Todos se la juegan –y nos la jugamos—este 1 de marzo, aunque la mayoría de los españoles ofrezcan la sensación, inexplicable, de que nada de esto va con ellos. Pedro Sánchez, que ha abordado el tren de la unidad de acción algo tarde, es acaso quien puede salir más beneficiado tanto si todo va bien como si va mal: su partido ha sido, al fin y al cabo, el único que ha ofrecido soluciones, parciales y poco convincentes, pero soluciones al fin, para empezar a tratar de resolver la crisis territorial. Pablo iglesias, con el partido dividido al máximo en torno al referéndum, puede experimentar un batacazo tremendo en Cataluña, para no hablar ya del resto de España: ¿es que no sabe que no se pueden conseguir votos en Cataluña y en Zamora al mismo tiempo? O te decantas por unos, o por otros, que ahora no caben actitudes dudosas.
 
A mí, en todo caso, lo que más me preocupa es lo de Rajoy, que al fin y al cabo es quien está manejando el timón del Gobierno y la brújula por donde encaminar el rumbo. Si sale con bien de esta, que lo espero fervientemente, no será sin algún rasguño.

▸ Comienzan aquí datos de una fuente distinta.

Issue #1223, opened 2020-08-19
Seamoth randomly disappear or explode


MysticCoss:
With 1 vehicle bay we can not create more than one seamoth. We made 2 vehicle bay, then each person must launch their own seamoth. when enter other's seamoth it will sometimes disappear or explode

Coding-Hen:
Please verify this is still an issue. Are you able to provide the exact way you produced this? I am unable to reproduce.

EnzoTools:
> 请确认这仍然是一个问题。您是否能够提供产生此效果的确切方法？我无法复制。

Mine didn't explode, but it got stuck and couldn't move, so I had to use the booster to get home  :( 

After I restarted the server, he was back to normal, unable to move again a few minutes later

EnzoTools:
> Please verify this is still an issue. Are you able to provide the exact way you produced this? I am unable to reproduce.

Mine didn't explode, but it got stuck and couldn't move, so I had to use the booster to get home :(

After I restarted the server, he was back to normal, unable to move again a few minutes later

MysticCoss:
@Coding-Hen all things happened: i had to created 2 mobile vehicle bays, each person must create their own seamoth on their own MVB. After that we went to life pod under 200m. Because of the limitation we had to  park there and swam deeper. When we came back, my friend's seamoth disappeared. Maybe it was destroyed because of depth. We came back to base for him to build a seamoth again. We left those alone to do some stuffs. When we came back to base again, i entered my friend's seamoth and it exploded instantly.
It's kind of random event. I have tried reproduce but fail

AzraeltheWicked:
I can confirm the event, though not the cause.

I have gone into wrecks on multiple occasions and in multiple locations and when I come back out my seamoth will have vanished.  There's no sound or debris indicating explosion and in one case I was only on the other side of a wall (maybe 5m away).  Seamoth just vanishes.

Ohimark12:
yea this happened to me yesterday and it seems that it thinks your hitting something at a much faster speed than you are and does a ton of damage i just accidentally bumped into my friend and his seamoth blew up buuut we left the server and rejoined and it was back at low health.. but back thats all i have about this matter

EinLuigi:
it is true i can confirm it

dartasen:
New version of Nitrox is available, we shipped some fix for this. I'm closing it !

Xavego0n:
[...]

Issue #753, opened 2019-03-18
[Vehicle] Docking/Undocking animation and sound issues


Ghaarg:
There are minor problems with docking (for cyclops):
- Docking into a cyclops will play the docking sounds for all player regardless of position. Super hard to find where the sounds come from
- Undocking will just release the vehicle after the animation are played for the person in the vehicle. Looks terrible but works just fine

Copied from PR [#748](https://github.com/SubnauticaNitrox/Nitrox/pull/748)

acidscorch:
Hi @Ghaarg,

For the sounds, maybe this helps:

![image](https://user-images.githubusercontent.com/48223659/83644986-3595e880-a5b2-11ea-9641-f812fe070421.png)


And for the undocking i would suggest: 

![image](https://user-images.githubusercontent.com/48223659/83647821-a094ee80-a5b5-11ea-9c75-48a4bafe9238.png)

The exact values may need to be found by testing. This gives a smooth movement downwards. Maybe on the sending side the position updates should be suppressed as long as the cinematic is running. After the cinematic, the position on the remote client (evaluate how much speed is needed and how far away the position from the cyclops should be) needs to be very close to the position on the undocking client to avoid a reposition jump. 

Best regards

Jannify:
With https://github.com/SubnauticaNitrox/Nitrox/pull/1291 a sound suppressor can be used in the docking processor.

Issue #118, opened 2018-02-04
[Vehicle] Seamoth docking sync


Sunrunner37:
- [ ] Docking inside cyclops
- [ ] Docking inside moon pool

hamsteyr:
Docking seems to work, but undocking still seems to have an issue with syncing.

Replicable.

Agent77326:
In my case neither did work, tested with 2 players and 1.0.0.9 from today.

Aocxiez:
Case close thank you for your hardwork.

kinvaris:
TLDR: we reproduced it twice on a different server with same versions. 

Same issue occured during 2 players with Nitrox version `Alpha 1.1.0.0`. We were playing on september build of 2018. 

During the first time, we thought we could not fix it. The bug starts when you try to dock the seamoth into the moonpool or cyclops. 

Every player is immediately desynced. The desync can only be fixed by destroying the moonpool/cyclops and performing a re-login into the server. (This we noticed during our second playthrough.)

The details of the Subnautica build to download via steam console: `download_depot 264710 264712 5196577974721678848 :`

App id: 264710
Depot id: 264712
Manifest id (version of build): 5196577974721678848

Reference Subnautica build in steamDB: https://steamdb.info/depot/264712/manifests/

acidscorch:
Please retest the moonpool related part after upcoming fix for sync and store moonpool Ids.

PR #1292, opened 2020-11-23
Seamoth kill fix and clientside simulation extended

Ghaarg:
This includes:
- ~~Client side now keeps track of other player's simulation ownerships~~
- ~~Client can now override simulation behaviour if needed. Needs explicit lookup if override exists. Should not change previous behavior~~
- Initial simulation ownership: server now sends initial ownerships for global entities and vehicles (bases should follow at a later date)
- Fixed a bug that resulted in only one simulation ownership change when a player disconnects
- Extended simulation ownership change on disconnected player for all simulated entries instead of only entites.
- LiveMixin for vehicles + cyclops will only be simulated by one player. This should stop random explosions
- LiveMixin will be synchronized by simulating player for vehicles + cyclops
- All LiveMixin related behavior will be controled by LiveMixinManager
- Weld action will be synchronized for vehicles
- Docking is improved. Less/no docking explosions and cyclops should not bounce around anymore #118, #1223, #753
- From previous fix: Players in waterparks will have the right swimming animation for players joining (this should also be corrected for players in a vehicle)


NitroxClient/GameLogic/InitialSync/RemotePlayerInitialSyncProcessor.cs
```diff
@@ -62,15 +79,18 @@ public override IEnumerator Process(InitialPlayerSync packet, WaitScreen.ManualW
...
+                            swimming = false;
                         }
                     }
                     else
                     {
                         Log.Error("Could not spawn remote player into subroot/escape pod with id: " + playerData.SubRootId.Value);
                     }
                 }
-
+                if (!swimming)
```
Coding-Hen, line 90: Does this also count for the player being above water on land or a base/lifeboat roof?

Ghaarg: I don't think we currently check that but as far as i see it, it could be easily added via
```C#
float oceanLevel = Ocean.main.GetOceanLevel();
swimming = position.y < oceanLevel;
```

NitroxClient/Communication/Packets/Processors/VehicleDockingProcessor.cs
```diff
@@ -28,10 +35,15 @@ public override void Process(VehicleDocking packet)
...
+
             using (packetSender.Suppress<VehicleDocking>())
             {
-                vehicleDockingBay.SetVehicleDocked(vehicle);
+                Log.Debug($"Set vehicle docked for {vehicleDockingBay.gameObject.name}");
+                vehicle.GetComponent<MultiplayerVehicleControl>().Exit();
+                Log.Debug($"before dock isKinematic: {vehicle.useRigidbody.isKinematic}");
+                vehicleDockingBay.DockVehicle(vehicle);
+                vehicle.useRigidbody.isKinematic = false;
+                Log.Debug($"after dock isKinematic: {vehicle.useRigidbody.isKinematic}");
```
Sunrunner37, line 46: We can probably remove these three logs.  especially this one (since we just set the field).

NitroxClient/Communication/Packets/Processors/VehicleDockingProcessor.cs
```diff
@@ -28,10 +35,15 @@ public override void Process(VehicleDocking packet)
...
-            
+
             using (packetSender.Suppress<VehicleDocking>())
             {
-                vehicleDockingBay.SetVehicleDocked(vehicle);
+                Log.Debug($"Set vehicle docked for {vehicleDockingBay.gameObject.name}");
+                vehicle.GetComponent<MultiplayerVehicleControl>().Exit();
+                Log.Debug($"before dock isKinematic: {vehicle.useRigidbody.isKinematic}");
+                vehicleDockingBay.DockVehicle(vehicle);
+                vehicle.useRigidbody.isKinematic = false;
```
Sunrunner37, line 45: Let's add a comment saying that the ordering is important because the function above changed isKinematic.

NitroxClient/Communication/Packets/Processors/VehicleDockingProcessor.cs
```diff
@@ -41,6 +53,12 @@ IEnumerator DisablePilotingAfterAnimation(NitroxId vehicleId, ushort playerId)
         {
             yield return new WaitForSeconds(3.0f);
             vehicles.SetOnPilotMode(vehicleId, playerId, false);
+            GameObject vehicleGo = NitroxEntity.RequireObjectFrom(vehicleId);
+            Vehicle vehicle = vehicleGo.RequireComponent<Vehicle>();
+            if (!vehicle.docked)
+            {
+                Log.Error($"Vehicle not docked after docking process");
```
Sunrunner37, line 60: minor: let's add the vehicle id.

NitroxClient/Communication/Packets/Processors/VehicleUndockingProcessor.cs
```diff
@@ -31,26 +35,35 @@ public override void Process(VehicleUndocking packet)
...
+                        playerInstance.AnimationController.UpdatePlayerAnimations = false;
+                    }
+                }
+                else
+                {
+                    vehicleDockingBay.SetVehicleUndocked();
+                    vehicleDockingBay.ReflectionSet("vehicle_docked_param", false);
+                    vehicleDockingBay.ReflectionSet("_dockedVehicle", null);
+                    vehicle.docked = false;
+                    //vehicle.useRigidbody.AddForce(Vector3.down * 5f, ForceMode.VelocityChange);
```
Sunrunner37, line 58: minor: dead code

NitroxClient/Communication/Packets/Processors/VehicleUndockingProcessor.cs
```diff
@@ -31,26 +35,35 @@ public override void Process(VehicleUndocking packet)
...
-                vehicles.SetOnPilotMode(packet.VehicleId, packet.PlayerId, true);
-                vehicleDockingBay.subRoot.BroadcastMessage("OnLaunchBayOpening", SendMessageOptions.DontRequireReceiver);
-                SkyEnvironmentChanged.Broadcast(vehicleGo, (GameObject)null);
-
-                
-
-                vehicle.StartCoroutine(WaitBeforePushDown(vehicle, vehicleDockingBay));
-                
+                Optional<RemotePlayer> player = remotePlayerManager.Find(packet.PlayerId);
+                if (packet.UndockingStart)
```
Sunrunner37, line 39: minor: can we break this into two functions (undocking/docking) related logic?

NitroxClient/Communication/Packets/Processors/WeldActionProcessor.cs
```diff
@@ -0,0 +1,52 @@
...
+using NitroxClient.GameLogic;
+using NitroxClient.MonoBehaviours;
+using NitroxModel.DataStructures.Util;
+using NitroxModel.Logger;
+using NitroxModel.Packets;
+using UnityEngine;
+
+namespace NitroxClient.Communication.Packets.Processors
+{
+    class WeldActionProcessor : ClientPacketProcessor<WeldAction>
```
Sunrunner37, line 12: can this be made more generic for LiveMixing?  For instance, we may want a system were some knifes a fish and wants the same behavior (packet sent out for simulator to update health).

NitroxClient/Communication/Packets/Processors/WeldActionProcessor.cs
```diff
@@ -0,0 +1,52 @@
...
+
+        public WeldActionProcessor(IMultiplayerSession multiplayerSession, SimulationOwnership simulationOwnership)
+        {
+            this.multiplayerSession = multiplayerSession;
+            this.simulationOwnership = simulationOwnership;
+        }
+
+        public override void Process(WeldAction packet)
+        {
+            Optional<GameObject> opGameObject = NitroxEntity.GetObjectFrom(packet.Id);
```
Sunrunner37, line 25: Alternatively, I think there is a RequireObjectfFrom which will internally throw.  That will stop only this packet processor and is safe to do.

NitroxClient/Communication/Packets/Processors/WeldActionProcessor.cs
```diff
@@ -0,0 +1,52 @@
...
+            if (opGameObject.HasValue)
+            {
+                if (simulationOwnership.HasAnyLockType(packet.Id))
+                {
+                    GameObject gameObject = opGameObject.Value;
+                    LiveMixin liveMixin = gameObject.GetComponent<LiveMixin>();
```
Sunrunner37, line 31: Similarly RequireComponent (unity helper) here.

NitroxClient/GameLogic/InitialSync/RemotePlayerInitialSyncProcessor.cs
```diff
@@ -51,9 +51,26 @@ public override IEnumerator Process(InitialPlayerSync packet, WaitScreen.ManualW
...
                             player.SetSubRoot(subroot);
                             // Set the animation for the remote player to standing instead of swimming if player is not in a flooded subroot
+                            // or in a waterpark
+                            
                             if (!subroot.IsUnderwater(player.Body.transform.position))
                             {
-                                player.UpdateAnimation(AnimChangeType.UNDERWATER, AnimChangeState.OFF);
+                                swimming = false;
+                                // We know that we are in a subroot. But we can also be in a waterpark in a subroot, where we would swim
+                                BaseRoot baseRoot = subroot.GetComponentInParent<BaseRoot>();
```
Sunrunner37, line 60: minor: let's extract into a private method to reduce nesting.

NitroxClient/GameLogic/SimulationOwnership.cs
```diff
@@ -53,6 +77,10 @@ public void ReceivedSimulationLockResponse(NitroxId id, bool lockAquired, Simula
             {
                 SimulateEntity(id, lockType);
             }
+            else if (!OtherPlayerHasAnyLock(id))
+            {
+                AddSimulationLockForUnknown(id, lockType);
+            }
```
Sunrunner37, line 83: If this happens, then it looks like a result of a race condition; i.e., lock acquired before us but broadcasted later.  Should we just ignore this case and allow future lock packets to update the list?

NitroxClient/GameLogic/SimulationOwnership.cs
```diff
@@ -67,14 +95,71 @@ public void ReceivedSimulationLockResponse(NitroxId id, bool lockAquired, Simula
...
+            else
+            {
+                Log.Warn($"Tried to remove non existing simulation override for NitroxId: {id}");
+            }
+        }
+
+        public bool SimulationLockOverrideActive(NitroxId id)
+        {
+            return simulationOverride.Contains(id);
+        }
```
Sunrunner37, line 163: Can you describe the behavior here?

NitroxClient/GameLogic/Vehicles.cs
```diff
@@ -212,10 +214,14 @@ public void UpdateVehiclePosition(VehicleMovementData vehicleModel, Optional<Rem
                 if (subRoot)
                 {
                     mvc = subRoot.gameObject.EnsureComponent<MultiplayerCyclops>();
-                    subRoot.GetComponent<LiveMixin>().health = vehicleModel.Health;
                 }
                 else if (vehicle)
                 {
+                    if (vehicle.docked)
+                    {
+                        Log.Debug($"For vehicle {vehicleModel.Id} position update while docked, will not execute");
```
Sunrunner37, line 222: I think this might be very noisy... maybe combine the two conditons into just the else if.

NitroxModel/Packets/LiveMixinHealthChanged.cs
```diff
@@ -0,0 +1,63 @@
...
+using ProtoBufNet;
+
+namespace NitroxModel.Packets
+{
+    [Serializable]
+    [ProtoContract]
+    public class LiveMixinHealthChanged : Packet
+    {
+        [Serializable]
+        class DamageTakenData
```
Sunrunner37, line 18: minor: Let's put in a new class in model.

NitroxModel/Packets/LiveMixinHealthChanged.cs
```diff
@@ -0,0 +1,63 @@
...
+        {
+            public NitroxVector3 Position { get; set; }
+
+            public ushort Damagetype { get; set; }
+
+            public Optional<NitroxId> DealerId { get; set; }
```
Sunrunner37, line 24: Is this metadata relevant?

NitroxModel/Packets/LiveMixinHealthChanged.cs
```diff
@@ -0,0 +1,63 @@
...
+        }
+        Optional<DamageTakenData> damageTakenData;
```
Sunrunner37, line 26: minor: missing accessor

NitroxModel/Packets/LiveMixinHealthChanged.cs
```diff
@@ -0,0 +1,63 @@
...
+        public NitroxId Id { get; set; }
+
+        public float LifeChanged { get; set; }
+
+        
+        public NitroxVector3 Position { get { return damageTakenData.HasValue ? damageTakenData.Value.Position : default; } }
+
+        public ushort Damagetype { get { return damageTakenData.HasValue ? damageTakenData.Value.Damagetype : default; } }
+
+        public Optional<NitroxId> DealerId { get { return damageTakenData.HasValue ? damageTakenData.Value.DealerId : default; } }
```
Sunrunner37, line 38: minor: Is this model also intended to be used on its own?  Can it just be fields here?

NitroxModel/Packets/LiveMixinHealthChanged.cs
```diff
@@ -0,0 +1,63 @@
...
+                {
+                    Position = position,
+                    Damagetype = damageType,
+                    DealerId = dealerId
+                };
+            }
+            else
+            {
+                damageTakenData = Optional.Empty;
+            }
```
Sunrunner37, line 60: This seems like business logic that should be moved out from the constructor.

NitroxPatcher/Patches/Dynamic/LiveMixin_AddHealth_Patch.cs
```diff
@@ -0,0 +1,98 @@
...
+using NitroxModel.DataStructures.GameLogic;
+using NitroxModel.DataStructures.Util;
+using NitroxModel.Logger;
+using NitroxModel.Packets;
+using NitroxModel_Subnautica.DataStructures;
+using UnityEngine;
+
+namespace NitroxPatcher.Patches.Dynamic
+{
+    class LiveMixin_AddHealth_Patch : NitroxPatch, IDynamicPatch
```
Sunrunner37, line 20: If possible, let's see if we can federate out some of the state keeping and logic into a new class that we invoke.

NitroxPatcher/Patches/Dynamic/Vehicle_OnKill_Patch.cs
```diff
@@ -12,8 +15,13 @@ public class Vehicle_OnKill_Patch : NitroxPatch, IDynamicPatch
         public static readonly MethodInfo TARGET_METHOD = TARGET_CLASS.GetMethod("OnKill", BindingFlags.NonPublic | BindingFlags.Instance);
 
         public static void Prefix(Vehicle __instance)
-        {
-            NitroxServiceLocator.LocateService<Vehicles>().BroadcastDestroyedVehicle(__instance);
+        {            
+            NitroxId id = NitroxEntity.GetId(__instance.gameObject);
+            SimulationOwnership simulationOwnership = NitroxServiceLocator.LocateService<SimulationOwnership>();
+            if (simulationOwnership.HasAnyLockType(id) || simulationOwnership.OtherPlayerHasAnyLock(id))
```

Si apenas logra salvar los muebles, manteniendo a trancas y barrancas la unidad del país, al menos eso habremos obtenido. Si se produce la peor de las hipótesis, en la que, ya digo, no creo…mejor ni pensarlo, porque todos sufriríamos mucho. Y es que es mucho lo que puede saltar por los aires, aunque personalmente prefiero ser optimista y pensar que esto acabará, para casi todos –no para Puigdemont, desde luego—en una farsa. A nadie nos conviene que acabe en tragedia; de ahí mi relativo optimismo. Cui prodest?